Rajakantham was born in Coimbatore in about 1917. Once while staging a play in the city, the members of a drama troupe headed by S. R. Janaki stayed at a house owned by Rajakantham's father. Impressed by her acting skills, Janaki inducted Rajakantham in her troupe. Starting with minor roles, Rajakantham later formed a successful comedy duo with veteran comedian Kali N. Rathnam.

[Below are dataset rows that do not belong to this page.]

PR #869, opened 2021-03-11
More hsStream cleanup

zrax:
* Always make bool I/O explicit, since we can stream both `bool`s and `BOOL`s (😢)
* Convert overloaded type readers and writers to a template
* Fix several cases of mismatched I/O type vs. its underlying storage.

### DIFF
--- a/Sources/Plasma/CoreLib/hsStream.h
+++ b/Sources/Plasma/CoreLib/hsStream.h
@@ -119,11 +119,9 @@ public:
 
     /* Overloaded  Begin (8 & 16 & 32 int)*/
     /* yes, swapping an 8 bit value does nothing, just useful*/
-    void            ReadLE(bool* value) { *value = this->ReadByte() ? true : false; }
     void            ReadLE(uint8_t* value) { *value = this->ReadByte(); }
     void            ReadLE(uint16_t* value) { *value = this->ReadLE16(); }
     void            ReadLE(uint32_t* value) { *value = this->ReadLE32(); }
-    void            WriteLE(bool value) { this->Write(1,&value); }
     void            WriteLE(uint8_t value) { this->Write(1,&value); }
     void            WriteLE(uint16_t value) { this->WriteLE16(value); }
     void            WriteLE(uint32_t value) { this->WriteLE32(value); }
--- a/Sources/Plasma/CoreLib/hsStream.h
+++ b/Sources/Plasma/CoreLib/hsStream.h
@@ -116,42 +116,29 @@ public:
     void            WriteLE32(uint32_t value);
     void            WriteLE32(size_t count, const uint32_t values[]);
 
-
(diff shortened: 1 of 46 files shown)


Sources/Plasma/PubUtilLib/plDrawable/plDynaDecalMgr.cpp
```diff
@@ -210,8 +210,8 @@ void plDynaDecalMgr::Read(hsStream* stream, hsResMgr* mgr)
         mgr->ReadKeyNotifyMe(stream, new plGenRefMsg(GetKey(), plRefMsg::kOnCreate, 0, kRefPartyObject), plRefFlags::kPassiveRef);
     }
 
-    fMaxNumVerts = (uint16_t)(stream->ReadLE32());
-    fMaxNumIdx = (uint16_t)(stream->ReadLE32());
+    fMaxNumVerts = stream->ReadLE32();
+    fMaxNumIdx = stream->ReadLE32();
```
Hoikas, line 214: FWIW, vertex and index buffers are limited to 16-bits. Not that I'm suggesting changing anything here, just making a note.

Sources/Plasma/PubUtilLib/plGImage/plDynamicTextMap.h
```diff
@@ -187,8 +187,8 @@ class plDynamicTextMap : public plMipmap
 
         bool    MsgReceive(plMessage *msg) override;
 
-        uint16_t  GetVisibleWidth() { return fVisWidth; }
-        uint16_t  GetVisibleHeight() { return fVisHeight; }
+        uint32_t  GetVisibleWidth() { return fVisWidth; }
+        uint32_t  GetVisibleHeight() { return fVisHeight; }
```
Hoikas, line 191: While we're here...
```suggestion
        uint32_t  GetVisibleWidth() const { return fVisWidth; }
        uint32_t  GetVisibleHeight() const { return fVisHeight; }
```

Sources/Plasma/CoreLib/hsStream.h
```diff
@@ -103,57 +103,42 @@ enum {
...
     void            WriteLEDouble(double value);
-    void            WriteLEDouble(int count, const double values[]);
+    void            WriteLEDouble(size_t count, const double values[]);
 
+    template <typename T>
+    inline void ReadLE(T* value)
+    {
+        Read(sizeof(T), value);
+        *value = hsToLE(*value);
+    }
```
Hoikas, line 134: Could we delete potentially bugprone instances of this, eg `ReadLE<size_t>` and `ReadLE<hsSsize_t>`?

zrax: Not really, since `size_t` may alias `uint32_t` on some environments (for example) :/

Hoikas (approved):

PR #871, opened 2021-03-12
Make hsStream typed readers and writers type-safe

zrax:
This should prevent future surprises when trying to change the type of a member variable which is also streamed, and also ensures compatibility with 64-bit builds.

### DIFF
--- a/Sources/Plasma/CoreLib/hsStream.h
+++ b/Sources/Plasma/CoreLib/hsStream.h
@@ -126,19 +126,30 @@ public:
     void            WriteLEDouble(double value);
     void            WriteLEDouble(size_t count, const double values[]);
 
-    template <typename T>
-    inline void ReadLE(T* value)
-    {
-        Read(sizeof(T), value);
-        *value = hsToLE(*value);
-    }
+    // Type-safe placement readers
+    template <typename T> inline void ReadByte(T*) = delete;
+    void ReadByte(uint8_t* v) { *v = ReadByte(); }
+    void ReadByte(int8_t* v) { *v = (int8_t)ReadByte(); }
+    template <typename T> inline void ReadLE16(T*) = delete;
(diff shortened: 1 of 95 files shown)


Sources/Plasma/CoreLib/hsStream.h
```diff
@@ -126,19 +126,30 @@ enum {
...
+    template <typename T> inline void ReadLE16(T*) = delete;
+    void ReadLE16(uint16_t* v) { *v = ReadLE16(); }
+    void ReadLE16(int16_t* v) { *v = (int16_t)ReadLE16(); }
+    template <typename T> inline void ReadLE32(T*) = delete;
+    void ReadLE32(uint32_t* v) { *v = ReadLE32(); }
+    void ReadLE32(int32_t* v) { *v = (int32_t)ReadLE32(); }
+    template <typename T> inline void ReadLEFloat(T*) = delete;
+    void ReadLEFloat(float* v) { *v = ReadLEFloat(); }
+    template <typename T> inline void ReadLEDouble(T*) = delete;
+    void ReadLEDouble(double* v) { *v = ReadLEDouble(); }
```
Hoikas, line 142: I wonder if these should be marked `[[nodiscard]]`? I'm assuming the reason for the `(void)` when reading and throwing away with `(void)s->ReadLE32();` is to silence warnings about return values?

Hoikas (approved):

Sources/Plasma/CoreLib/hsStream.h
zrax: Yeah, I actually did have `[[nodiscard]]` at one point (hence the `(void)` casts), but I later changed my mind...  I could add them back in if preferred.

Hoikas: https://www.youtube.com/watch?v=CxK_nA2iVXw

Rajakantham made her debut in the 1941 movie Sabapathy alongside Rathnam.

== Filmography ==

| Year | Film | Language | Notes |
| 1939 | Maanikkavasagar | Tamil | Debut |
| 1940 | Sathyavaani | Tamil | Comedian role |
| 1941 | Sabapathy | Tamil | Gundu muthu |
| 1942 | Manonmani | Tamil |  |
| 1945 | Burma Rani | Tamil |  |
| 1946 | Sri Murugan | Tamil |  |
| Valmiki | Tamil |  |
| 1947 | Ekambavanan | Tamil |  |
| 1948 | Vedhala Ulagam | Tamil | Gomathi Devi |
| 1949 | Krishna Bhakthi | Tamil | Ragamanjari |
| 1950 | Ponmudi | Tamil |  |
| 1954 | Mangalyam | Tamil |  |
| 1955 | Pennarasi | Tamil |  |
| 1957 | Mudhalali | Tamil | Karpagam |
| 1958 | Neelavukku Nerainja Manasu | Tamil |  |
| 1959 | Kan Thirandhadhu | Tamil |  |
| 1959 | Bhagapirivinai | Tamil |  |
| 1961 | Kumara Raja | Tamil |  |
| 1961 | Palum Pazhamum | Tamil |  |
| 1964 | Navarathiri | Tamil |  |
| 1966 | Madras to Pondicherry | Tamil |  |
| 1979 | Uthiripookkal | Tamil |  |
| 1990 | Nilapenne | Tamil |  |

==Television==
- Marmadesam Vidathu Karuppu as Pechi, 1998 - 1999.